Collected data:
════

PR #74, opened 2017-09-15
[WIP]Add more attributes

aknuds1:
As I'm working to convert Prometheus Operator Grafana dashboards to grafanalib, I found that some attributes weren't supported by grafanalib. I add them here.

### DIFF
--- a/grafanalib/core.py
+++ b/grafanalib/core.py
@@ -13,33 +13,34 @@ from numbers import Number
 import warnings
 
 
-@attr.s
-class RGBA(object):
-    r = attr.ib(validator=instance_of(int))
-    g = attr.ib(validator=instance_of(int))
-    b = attr.ib(validator=instance_of(int))
-    a = attr.ib(validator=instance_of(float))
+def _rgba_ib(default=None):
+    def convert_rgba(val):
+        return 'rgba({}, {}, {}, {})'.format(*val) if val is not None else None
 
-    def to_json_data(self):
-        return "rgba({}, {}, {}, {})".format(self.r, self.g, self.b, self.a)
+    return attr.ib(
+        default=default, validator=instance_of(str), convert=convert_rgba
+    )
 
 
-@attr.s
-class RGB(object):
-    r = attr.ib(validator=instance_of(int))
-    g = attr.ib(validator=instance_of(int))
-    b = attr.ib(validator=instance_of(int))
+def _rgb_ib(default=None):
+    def convert_rgb(val):
+        return 'rgb({}, {}, {})'.format(*val) if val is not None else None
 
-    def to_json_data(self):
-        return "rgb({}, {}, {})".format(self.r, self.g, self.b)
+    return attr.ib(
+        default=default, validator=instance_of(str), convert=convert_rgb
+    )
 
 
-@attr.s
-class Pixels(object):
-    num = attr.ib(validator=instance_of(int))
+def _rgba_list_ib(default=None):
+    def convert_rgba_list(val):
+        return [
+            'rgba({}, {}, {}, {})'.format(*v) for v in val
+        ] if val is not None else None
 
-    def to_json_data(self):
-        return '{}px'.format(self.num)
+    return attr.ib(
+        default=default, validator=instance_of((list, type(None))),
+        convert=convert_rgba_list,
+    )
 
 
 @attr.s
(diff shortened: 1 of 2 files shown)


aknuds1:
@jml How does this look to you, any tests/docs I should update as well?

grafanalib/core.py
```diff
@@ -275,6 +275,10 @@ class XAxis(object):
     def to_json_data(self):
         return {
             'show': self.show,
+            'mode': self.mode,
+            'name': self.name,
+            'values': self.values,
+            'show': self.show,
```
jml: Show is already there. Please remove this second one.

grafanalib/core.py
```diff
@@ -381,8 +385,9 @@ class Row(object):
         default=True, validator=instance_of(bool),
     )
     height = attr.ib(default=DEFAULT_ROW_HEIGHT, validator=instance_of(Pixels))
-    showTitle = attr.ib(default=None)
+    showTitle = attr.ib(default=True)
```
jml: Why are you changing this default?

grafanalib/core.py
```diff
@@ -398,8 +403,9 @@ def to_json_data(self):
             'editable': self.editable,
             'height': self.height,
             'panels': self.panels,
-            'showTitle': showTitle,
+            'showTitle': self.showTitle,
```
jml: I don't understand the motivation for this change. The logic above sets `showTitle` to `True` if someone specifies a title.

grafanalib/core.py
```diff
@@ -714,6 +720,7 @@ class Dashboard(object):
     )
     timezone = attr.ib(default=UTC)
     version = attr.ib(default=0)
+    graphTooltip = attr.ib(default=None, validator=instance_of(int))
```
jml: Why is `graphTooltip` an `int`?

grafanalib/core.py
aknuds1: Probably by mistake, gonna guess I thought I added it myself and that it gave a different result than I thought it should while porting these JSON dashboards.

grafanalib/core.py
aknuds1: Let me dig a bit, there was a reason for it. However, `self.showTitle` isn't used otherwise is it (i.e., it's stale code)?

aknuds1: The reason I made `showTitle` explicit is two-fold:
1. There is an option `showTitle`, which is otherwise ignored
2. I am porting a dashboard which has a hidden title

Is there any reason not to support point 2?

grafanalib/core.py
aknuds1: In the JSON dashboards I'm porting, graphTooltip is an int.

jml: No, I don't. Just asking.

grafanalib/core.py
jml: Fully OK with allowing explicit override of `showTitle`. Just want to keep the current behaviour if it's not specified.

jml:
Sorry, I lost track of the state of this PR. Whose turn is it to look at this?

aknuds1:
@jml Hey interesting you should ask :) Basically, it's been a WIP as I worked on my rewrite of Prometheus Operator to generate Grafana dashboards via grafanalib, but the PR has since been merged!

My thinking now is to clean up my grafanalib fork as it works for the Prometheus Operator dashboards (whereas the output of the original grafanalib does not work), and update this PR. I'll ping you when ready!

jml:
@aknuds1 Hi! Any plans to update this PR?

aknuds1:
@jml Thanks for reminding me, I think I will have the time going forward! Making a note to myself to revisit the PR!

matthewmrichter:
@aknuds1 - We'd be interesting in getting this PR resolved. Is this still WIP? Is it still relevant?

aknuds1:
Hi @matthewmrichter Sorry for never getting back to this PR, I've been very busy since.

How relevant is this library these days? I seem to recall Weaveworks were migrating to Jsonnet instead of Python?

aknuds1:
@matthewmrichter Looking at this PR again, I remember too little of the original context to bring it back into sync with upstream or to remember where I was at in the process. It's best if I close it.

I'll eventually return to it if I need grafanalib again, I've only used jsonnet in the meantime.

════

**Work request:** Returned text must match every record word for word.

**Answer section:**
PR #74, opened 2017-09-15
[WIP]Add more attributes

aknuds1:
As I'm working to convert Prometheus Operator Grafana dashboards to grafanalib, I found that some attributes weren't supported by grafanalib. I add them here.

### DIFF
--- a/grafanalib/core.py
+++ b/grafanalib/core.py
@@ -13,33 +13,34 @@ from numbers import Number
 import warnings
 
 
-@attr.s
-class RGBA(object):
-    r = attr.ib(validator=instance_of(int))
-    g = attr.ib(validator=instance_of(int))
-    b = attr.ib(validator=instance_of(int))
-    a = attr.ib(validator=instance_of(float))
+def _rgba_ib(default=None):
+    def convert_rgba(val):
+        return 'rgba({}, {}, {}, {})'.format(*val) if val is not None else None
 
-    def to_json_data(self):
-        return "rgba({}, {}, {}, {})".format(self.r, self.g, self.b, self.a)
+    return attr.ib(
+        default=default, validator=instance_of(str), convert=convert_rgba
+    )
 
 
-@attr.s
-class RGB(object):
-    r = attr.ib(validator=instance_of(int))
-    g = attr.ib(validator=instance_of(int))
-    b = attr.ib(validator=instance_of(int))
+def _rgb_ib(default=None):
+    def convert_rgb(val):
+        return 'rgb({}, {}, {})'.format(*val) if val is not None else None
 
-    def to_json_data(self):
-        return "rgb({}, {}, {})".format(self.r, self.g, self.b)
+    return attr.ib(
+        default=default, validator=instance_of(str), convert=convert_rgb
+    )
 
 
-@attr.s
-class Pixels(object):
-    num = attr.ib(validator=instance_of(int))
+def _rgba_list_ib(default=None):
+    def convert_rgba_list(val):
+        return [
+            'rgba({}, {}, {}, {})'.format(*v) for v in val
+        ] if val is not None else None
 
-    def to_json_data(self):
-        return '{}px'.format(self.num)
+    return attr.ib(
+        default=default, validator=instance_of((list, type(None))),
+        convert=convert_rgba_list,
+    )
 
 
 @attr.s
(diff shortened: 1 of 2 files shown)


aknuds1:
@jml How does this look to you, any tests/docs I should update as well?

grafanalib/core.py
```diff
@@ -275,6 +275,10 @@ class XAxis(object):
     def to_json_data(self):
         return {
             'show': self.show,
+            'mode': self.mode,
+            'name': self.name,
+            'values': self.values,
+            'show': self.show,
```
jml: Show is already there. Please remove this second one.

grafanalib/core.py
```diff
@@ -381,8 +385,9 @@ class Row(object):
         default=True, validator=instance_of(bool),
     )
     height = attr.ib(default=DEFAULT_ROW_HEIGHT, validator=instance_of(Pixels))
-    showTitle = attr.ib(default=None)
+    showTitle = attr.ib(default=True)
```
jml: Why are you changing this default?

grafanalib/core.py
```diff
@@ -398,8 +403,9 @@ def to_json_data(self):
             'editable': self.editable,
             'height': self.height,
             'panels': self.panels,
-            'showTitle': showTitle,
+            'showTitle': self.showTitle,
```
jml: I don't understand the motivation for this change. The logic above sets `showTitle` to `True` if someone specifies a title.

grafanalib/core.py
```diff
@@ -714,6 +720,7 @@ class Dashboard(object):
     )
     timezone = attr.ib(default=UTC)
     version = attr.ib(default=0)
+    graphTooltip = attr.ib(default=None, validator=instance_of(int))
```
jml: Why is `graphTooltip` an `int`?

grafanalib/core.py
aknuds1: Probably by mistake, gonna guess I thought I added it myself and that it gave a different result than I thought it should while porting these JSON dashboards.

grafanalib/core.py
aknuds1: Let me dig a bit, there was a reason for it. However, `self.showTitle` isn't used otherwise is it (i.e., it's stale code)?

aknuds1: The reason I made `showTitle` explicit is two-fold:
1. There is an option `showTitle`, which is otherwise ignored
2. I am porting a dashboard which has a hidden title

Is there any reason not to support point 2?

grafanalib/core.py
aknuds1: In the JSON dashboards I'm porting, graphTooltip is an int.

jml: No, I don't. Just asking.

grafanalib/core.py
jml: Fully OK with allowing explicit override of `showTitle`. Just want to keep the current behaviour if it's not specified.

jml:
Sorry, I lost track of the state of this PR. Whose turn is it to look at this?

aknuds1:
@jml Hey interesting you should ask :) Basically, it's been a WIP as I worked on my rewrite of Prometheus Operator to generate Grafana dashboards via grafanalib, but the PR has since been merged!

My thinking now is to clean up my grafanalib fork as it works for the Prometheus Operator dashboards (whereas the output of the original grafanalib does not work), and update this PR. I'll ping you when ready!

jml:
@aknuds1 Hi! Any plans to update this PR?

aknuds1:
@jml Thanks for reminding me, I think I will have the time going forward! Making a note to myself to revisit the PR!

matthewmrichter:
@aknuds1 - We'd be interesting in getting this PR resolved. Is this still WIP? Is it still relevant?

aknuds1:
Hi @matthewmrichter Sorry for never getting back to this PR, I've been very busy since.

How relevant is this library these days? I seem to recall Weaveworks were migrating to Jsonnet instead of Python?

aknuds1:
@matthewmrichter Looking at this PR again, I remember too little of the original context to bring it back into sync with upstream or to remember where I was at in the process. It's best if I close it.

I'll eventually return to it if I need grafanalib again, I've only used jsonnet in the meantime.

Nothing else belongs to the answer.